BEGIN Dataset content
PR #8769, opened 2025-07-31
Reticulate commands

dfalbel:
This is another way of addressing https://github.com/posit-dev/positron/issues/8563 instead of https://github.com/posit-dev/positron/pull/8564

We now expose two commands `positron.reticulate.isEnabledExplicitlySet` and `positron.reticulate.toggleEnabled`.
Reticulate will use a `.onAttach` hook that does the following:

```
opt <- .ps.ui.evaluateWhenClause("config.positron.reticulate.enabled")
if (!opt && !ps.ui.executeCommand('positron.reticulate.isEnabledExplicitlySet')) {
  .ps.ui.executeCommand('positron.reticulate.toggleEnabled')
  cli::cli_inform('Reticulate has been eanbled, to disable set {.url positron://settings/positron.reticulate.enabled} to {.val false}')
}
```

Adding to Reticulate's .onAttach hook means that the feature is enabled whenever `library(reticulate)` is called in an R session. If a package just imports reticulate, eg, tidymodels packages, etc. That won't force the feature to be enabled.

#### New Features

- Reticulate integration will now be automatically enabled in workspaces where the package has been loaded. (#8769)

#### Bug Fixes

- N/A

### QA Notes

@:reticulate

### DIFF
--- a/extensions/positron-reticulate/package.json
+++ b/extensions/positron-reticulate/package.json
@@ -27,7 +27,7 @@
       "title": "%configurationTitle%",
       "properties": {
         "positron.reticulate.enabled": {
-          "type": "boolean",
+          "type": ["boolean"],
           "default": false,
           "description": "%enabledDescription%"
         }
--- a/extensions/positron-reticulate/package.json
+++ b/extensions/positron-reticulate/package.json
@@ -28,14 +28,14 @@
       "properties": {
         "positron.reticulate.enabled": {
           "type": "string",
-        "enum": ["auto", "never", "always"],
-        "enumDescriptions": [
-          "%autoDescription%",
-          "%neverDescription%",
-          "%alwaysDescription%"
-        ],
-        "default": "auto",
-        "description": "%enabledDescription%"
+          "enum": ["auto", "never", "always"],
+          "enumDescriptions": [
+            "%autoDescription%",
+            "%neverDescription%",
+            "%alwaysDescription%"
+          ],
+          "default": "auto",
+          "description": "%enabledDescription%"
         }
       }
     }
--- a/extensions/positron-reticulate/package.json
+++ b/extensions/positron-reticulate/package.json
@@ -27,9 +27,15 @@
       "title": "%configurationTitle%",
       "properties": {
         "positron.reticulate.enabled": {
-          "type": ["boolean"],
-          "default": false,
-          "description": "%enabledDescription%"
+          "type": "string",
+        "enum": ["auto", "never", "always"],
+        "enumDescriptions": [
+          "%autoDescription%",
+          "%neverDescription%",
+          "%alwaysDescription%"
+        ],
+        "default": "auto",
+        "description": "%enabledDescription%"
         }
       }
     }
--- a/extensions/positron-reticulate/package.nls.json
+++ b/extensions/positron-reticulate/package.nls.json
@@ -2,5 +2,8 @@
 	"displayName": "Positron Reticulate",
 	"description": "Provides reticulate support for positron",
 	"configurationTitle": "Reticulate",
-	"enabledDescription": "Enables reticulate console sessions"
+	"enabledDescription": "Enables reticulate console sessions",
+	"autoDescription": "Enables when reticulate has been loaded in the current project at least once",
+	"neverDescription": "Never use reticulate console sessions",
+	"alwaysDescription": "Always enable reticulate console sessions"
 }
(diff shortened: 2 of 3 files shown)


juliasilge:
Changing a setting for a user in this way (based on something they do in a language runtime) is a really dramatic step and I'm not entirely sure I'm convinced on this approach.

I see here that you are considering `.onLoad` instead of `.onAttach`: https://github.com/rstudio/reticulate/pull/1822#discussion_r2246049518

This would be very surprising for someone who is using one of the tidymodels packages like parsnip or embed; for that kind of user, reticulate is more like a backend they don't think about, conceptually similar to what it is that xgboost does under the hood or the Fortran that runs `hclust()`. In such a case, the reticulate function would get attached somewhere in the midst of a resampling iteration or similar and then a message would get emitted and the Positron reticulate UI would kick in. I think that would be a very bad experience for folks.

t-kalinowski:
Thanks Julia, I moved the hook from `.onAttach` to `.onLoad`. I'm happy to move it back if that's where we land. Allow me to explain why I moved it.

My understanding is that enabling the feature simply causes the reticulate option to be included in the listed options in the "New Interpreter Session" dropdown, which, as far as I can tell, is always *at least* two clicks away from the main page. This is a very unobtrusive element that an "only R" user would rarely see; they would only see it when attempting to create a new session with a non-default R installation. This seems like an advanced user motion; most R users will always just use the default R installation.

The reason I pushed the change is because I, a very heavy user of reticulate, almost never call `library(reticulate)`. My primary entry points are to write `reticulate::import()`, or `reticulate::repl_python()`, or implicitly via the knitr engine `eng_python()`. It's a rare moon when I actually attach the package. Putting myself in the shoes of a new Positron user, I would want to know about this positron-reticulate integration, but would have no way of discovering it.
END Dataset content
#### What to produce
All the data above must be copied again. Leave nothing out.

#### Result for this task
PR #8769, opened 2025-07-31
Reticulate commands

dfalbel:
This is another way of addressing https://github.com/posit-dev/positron/issues/8563 instead of https://github.com/posit-dev/positron/pull/8564

We now expose two commands `positron.reticulate.isEnabledExplicitlySet` and `positron.reticulate.toggleEnabled`.
Reticulate will use a `.onAttach` hook that does the following:

```
opt <- .ps.ui.evaluateWhenClause("config.positron.reticulate.enabled")
if (!opt && !ps.ui.executeCommand('positron.reticulate.isEnabledExplicitlySet')) {
  .ps.ui.executeCommand('positron.reticulate.toggleEnabled')
  cli::cli_inform('Reticulate has been eanbled, to disable set {.url positron://settings/positron.reticulate.enabled} to {.val false}')
}
```

Adding to Reticulate's .onAttach hook means that the feature is enabled whenever `library(reticulate)` is called in an R session. If a package just imports reticulate, eg, tidymodels packages, etc. That won't force the feature to be enabled.

#### New Features

- Reticulate integration will now be automatically enabled in workspaces where the package has been loaded. (#8769)

#### Bug Fixes

- N/A

### QA Notes

@:reticulate

### DIFF
--- a/extensions/positron-reticulate/package.json
+++ b/extensions/positron-reticulate/package.json
@@ -27,7 +27,7 @@
       "title": "%configurationTitle%",
       "properties": {
         "positron.reticulate.enabled": {
-          "type": "boolean",
+          "type": ["boolean"],
           "default": false,
           "description": "%enabledDescription%"
         }
--- a/extensions/positron-reticulate/package.json
+++ b/extensions/positron-reticulate/package.json
@@ -28,14 +28,14 @@
       "properties": {
         "positron.reticulate.enabled": {
           "type": "string",
-        "enum": ["auto", "never", "always"],
-        "enumDescriptions": [
-          "%autoDescription%",
-          "%neverDescription%",
-          "%alwaysDescription%"
-        ],
-        "default": "auto",
-        "description": "%enabledDescription%"
+          "enum": ["auto", "never", "always"],
+          "enumDescriptions": [
+            "%autoDescription%",
+            "%neverDescription%",
+            "%alwaysDescription%"
+          ],
+          "default": "auto",
+          "description": "%enabledDescription%"
         }
       }
     }
--- a/extensions/positron-reticulate/package.json
+++ b/extensions/positron-reticulate/package.json
@@ -27,9 +27,15 @@
       "title": "%configurationTitle%",
       "properties": {
         "positron.reticulate.enabled": {
-          "type": ["boolean"],
-          "default": false,
-          "description": "%enabledDescription%"
+          "type": "string",
+        "enum": ["auto", "never", "always"],
+        "enumDescriptions": [
+          "%autoDescription%",
+          "%neverDescription%",
+          "%alwaysDescription%"
+        ],
+        "default": "auto",
+        "description": "%enabledDescription%"
         }
       }
     }
--- a/extensions/positron-reticulate/package.nls.json
+++ b/extensions/positron-reticulate/package.nls.json
@@ -2,5 +2,8 @@
 	"displayName": "Positron Reticulate",
 	"description": "Provides reticulate support for positron",
 	"configurationTitle": "Reticulate",
-	"enabledDescription": "Enables reticulate console sessions"
+	"enabledDescription": "Enables reticulate console sessions",
+	"autoDescription": "Enables when reticulate has been loaded in the current project at least once",
+	"neverDescription": "Never use reticulate console sessions",
+	"alwaysDescription": "Always enable reticulate console sessions"
 }
(diff shortened: 2 of 3 files shown)


juliasilge:
Changing a setting for a user in this way (based on something they do in a language runtime) is a really dramatic step and I'm not entirely sure I'm convinced on this approach.

I see here that you are considering `.onLoad` instead of `.onAttach`: https://github.com/rstudio/reticulate/pull/1822#discussion_r2246049518

This would be very surprising for someone who is using one of the tidymodels packages like parsnip or embed; for that kind of user, reticulate is more like a backend they don't think about, conceptually similar to what it is that xgboost does under the hood or the Fortran that runs `hclust()`. In such a case, the reticulate function would get attached somewhere in the midst of a resampling iteration or similar and then a message would get emitted and the Positron reticulate UI would kick in. I think that would be a very bad experience for folks.

t-kalinowski:
Thanks Julia, I moved the hook from `.onAttach` to `.onLoad`. I'm happy to move it back if that's where we land. Allow me to explain why I moved it.

My understanding is that enabling the feature simply causes the reticulate option to be included in the listed options in the "New Interpreter Session" dropdown, which, as far as I can tell, is always *at least* two clicks away from the main page. This is a very unobtrusive element that an "only R" user would rarely see; they would only see it when attempting to create a new session with a non-default R installation. This seems like an advanced user motion; most R users will always just use the default R installation.

The reason I pushed the change is because I, a very heavy user of reticulate, almost never call `library(reticulate)`. My primary entry points are to write `reticulate::import()`, or `reticulate::repl_python()`, or implicitly via the knitr engine `eng_python()`. It's a rare moon when I actually attach the package. Putting myself in the shoes of a new Positron user, I would want to know about this positron-reticulate integration, but would have no way of discovering it.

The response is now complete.